EXERCISE INSTRUCTIONS: Each line below needs to be repeated precisely as it is.

GIVEN RECORDS:
PR #948, opened 2016-06-02
Allow `run` and `runresult` to run `api.Task`s

mrerrormessage:
The purpose of this is to allow extensions to easily generate tasks that wrap JVM code that can be used by the rest of NetLogo. Currently, you have to instantiate `nvm.*Task`  with bogus data. It's not a lot of code, but it gross. The CF extension currently does it here: https://github.com/qiemem/ControlFlowExtension/blob/0e703c8c47a406cd8364d6749f9ae417b8bf8e2a/src/main/CFExtension.scala#L24

It would be nice if extensions just had to override `api.ReporterTask.report`/`api.CommandTask.perform`.

### DIFF
--- a/netlogo-core/src/main/api/Task.scala
+++ b/netlogo-core/src/main/api/Task.scala
@@ -2,10 +2,24 @@
 
 package org.nlogo.api
 
-sealed trait Task
+import org.nlogo.core.Syntax
+
+sealed trait Task {
+  /**
+   * Used to specify the number of arguments required to run a task.
+   * Note that a task may be supplied with more arguments depending
+   * on the number of arguments supplied to run/runresult.
+   * While this is only used to calculate argument count at the moment,
+   * future versions may check whether the task is variadic and may
+   * make use of the type information to provide error messages.
+   */
+  def syntax: Syntax
+}
+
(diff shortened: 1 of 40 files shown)


netlogo-core/src/main/api/Task.scala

RESULT BELOW:
PR #948, opened 2016-06-02
Allow `run` and `runresult` to run `api.Task`s

mrerrormessage:
The purpose of this is to allow extensions to easily generate tasks that wrap JVM code that can be used by the rest of NetLogo. Currently, you have to instantiate `nvm.*Task`  with bogus data. It's not a lot of code, but it gross. The CF extension currently does it here: https://github.com/qiemem/ControlFlowExtension/blob/0e703c8c47a406cd8364d6749f9ae417b8bf8e2a/src/main/CFExtension.scala#L24

It would be nice if extensions just had to override `api.ReporterTask.report`/`api.CommandTask.perform`.

### DIFF
--- a/netlogo-core/src/main/api/Task.scala
+++ b/netlogo-core/src/main/api/Task.scala
@@ -2,10 +2,24 @@
 
 package org.nlogo.api
 
-sealed trait Task
+import org.nlogo.core.Syntax
+
+sealed trait Task {
+  /**
+   * Used to specify the number of arguments required to run a task.
+   * Note that a task may be supplied with more arguments depending
+   * on the number of arguments supplied to run/runresult.
+   * While this is only used to calculate argument count at the moment,
+   * future versions may check whether the task is variadic and may
+   * make use of the type information to provide error messages.
+   */
+  def syntax: Syntax
+}
+
(diff shortened: 1 of 40 files shown)


netlogo-core/src/main/api/Task.scala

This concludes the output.